**WHAT IS BEING ASKED**
Look below for the line that has "--- a/components/eamxx/src/control/atmosphere_driver.cpp". Set down the lines from there through the line that has "params: generate_perturbation_random_seed and", exactly as written.

++++++++

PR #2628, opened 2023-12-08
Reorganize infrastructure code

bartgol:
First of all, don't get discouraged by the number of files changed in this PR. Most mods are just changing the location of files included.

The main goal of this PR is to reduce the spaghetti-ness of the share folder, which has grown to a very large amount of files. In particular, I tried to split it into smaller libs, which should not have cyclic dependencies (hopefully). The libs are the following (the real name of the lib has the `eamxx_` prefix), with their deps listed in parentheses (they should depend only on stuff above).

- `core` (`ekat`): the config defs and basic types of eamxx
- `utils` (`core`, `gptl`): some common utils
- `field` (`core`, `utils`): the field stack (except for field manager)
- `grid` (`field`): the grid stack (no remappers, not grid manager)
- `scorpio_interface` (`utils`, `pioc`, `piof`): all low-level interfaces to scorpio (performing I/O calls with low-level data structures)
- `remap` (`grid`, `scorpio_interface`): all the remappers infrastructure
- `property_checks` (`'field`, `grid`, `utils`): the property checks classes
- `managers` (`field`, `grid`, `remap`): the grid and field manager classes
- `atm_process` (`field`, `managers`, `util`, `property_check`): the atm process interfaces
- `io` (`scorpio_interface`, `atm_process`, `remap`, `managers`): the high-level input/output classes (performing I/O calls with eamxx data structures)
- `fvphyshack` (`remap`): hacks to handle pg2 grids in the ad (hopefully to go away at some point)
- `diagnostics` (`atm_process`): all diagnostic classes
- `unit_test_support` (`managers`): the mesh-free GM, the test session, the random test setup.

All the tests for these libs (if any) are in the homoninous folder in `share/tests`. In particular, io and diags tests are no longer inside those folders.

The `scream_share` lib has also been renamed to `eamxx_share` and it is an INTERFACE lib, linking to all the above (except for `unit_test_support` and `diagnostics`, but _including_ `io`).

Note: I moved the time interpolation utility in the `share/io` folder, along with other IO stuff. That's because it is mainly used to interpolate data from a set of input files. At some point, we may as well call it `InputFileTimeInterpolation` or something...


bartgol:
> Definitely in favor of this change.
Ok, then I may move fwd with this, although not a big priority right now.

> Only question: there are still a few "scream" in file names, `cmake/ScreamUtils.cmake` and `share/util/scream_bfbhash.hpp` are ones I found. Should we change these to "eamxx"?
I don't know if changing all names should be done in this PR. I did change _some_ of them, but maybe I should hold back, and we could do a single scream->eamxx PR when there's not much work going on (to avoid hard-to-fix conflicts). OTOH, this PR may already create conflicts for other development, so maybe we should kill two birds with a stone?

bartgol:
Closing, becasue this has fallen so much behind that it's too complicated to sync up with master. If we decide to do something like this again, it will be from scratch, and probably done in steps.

++++++++

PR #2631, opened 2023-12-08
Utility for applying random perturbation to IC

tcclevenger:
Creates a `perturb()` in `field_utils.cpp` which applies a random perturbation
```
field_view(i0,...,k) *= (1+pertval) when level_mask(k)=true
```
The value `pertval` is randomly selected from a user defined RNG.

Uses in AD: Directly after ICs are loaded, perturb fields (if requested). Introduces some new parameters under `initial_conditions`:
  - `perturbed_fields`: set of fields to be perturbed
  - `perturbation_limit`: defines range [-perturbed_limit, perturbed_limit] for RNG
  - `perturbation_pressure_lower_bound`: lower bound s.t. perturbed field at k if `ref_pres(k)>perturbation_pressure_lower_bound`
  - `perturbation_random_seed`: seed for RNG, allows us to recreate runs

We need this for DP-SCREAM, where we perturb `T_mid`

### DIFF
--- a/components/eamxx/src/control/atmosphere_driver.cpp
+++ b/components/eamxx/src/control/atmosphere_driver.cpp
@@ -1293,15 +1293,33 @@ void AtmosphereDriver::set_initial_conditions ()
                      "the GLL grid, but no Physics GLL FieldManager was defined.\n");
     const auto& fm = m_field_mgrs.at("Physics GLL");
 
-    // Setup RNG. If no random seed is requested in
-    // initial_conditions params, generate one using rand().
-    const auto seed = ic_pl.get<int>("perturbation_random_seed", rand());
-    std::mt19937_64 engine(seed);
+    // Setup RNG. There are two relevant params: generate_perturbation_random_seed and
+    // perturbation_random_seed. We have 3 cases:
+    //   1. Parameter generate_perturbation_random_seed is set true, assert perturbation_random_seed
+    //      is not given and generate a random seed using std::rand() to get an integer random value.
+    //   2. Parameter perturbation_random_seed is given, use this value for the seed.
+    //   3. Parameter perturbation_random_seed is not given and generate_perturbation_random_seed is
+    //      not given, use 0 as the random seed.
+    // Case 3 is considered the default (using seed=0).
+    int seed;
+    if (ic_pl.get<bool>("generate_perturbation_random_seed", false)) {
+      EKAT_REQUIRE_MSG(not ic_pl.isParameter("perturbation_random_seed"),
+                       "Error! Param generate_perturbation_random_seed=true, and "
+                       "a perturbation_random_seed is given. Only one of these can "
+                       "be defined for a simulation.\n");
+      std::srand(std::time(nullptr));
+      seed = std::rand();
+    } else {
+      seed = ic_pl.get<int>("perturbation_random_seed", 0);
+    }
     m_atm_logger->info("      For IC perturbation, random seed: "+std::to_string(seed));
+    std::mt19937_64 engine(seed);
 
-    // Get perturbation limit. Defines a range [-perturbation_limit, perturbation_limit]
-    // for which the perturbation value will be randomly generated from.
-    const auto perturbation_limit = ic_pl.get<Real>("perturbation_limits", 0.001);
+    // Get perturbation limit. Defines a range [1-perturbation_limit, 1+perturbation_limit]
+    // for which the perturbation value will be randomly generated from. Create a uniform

++++++++

**TASK SOLUTION**
--- a/components/eamxx/src/control/atmosphere_driver.cpp
+++ b/components/eamxx/src/control/atmosphere_driver.cpp
@@ -1293,15 +1293,33 @@ void AtmosphereDriver::set_initial_conditions ()
                      "the GLL grid, but no Physics GLL FieldManager was defined.\n");
     const auto& fm = m_field_mgrs.at("Physics GLL");
 
-    // Setup RNG. If no random seed is requested in
-    // initial_conditions params, generate one using rand().
-    const auto seed = ic_pl.get<int>("perturbation_random_seed", rand());
-    std::mt19937_64 engine(seed);
+    // Setup RNG. There are two relevant params: generate_perturbation_random_seed and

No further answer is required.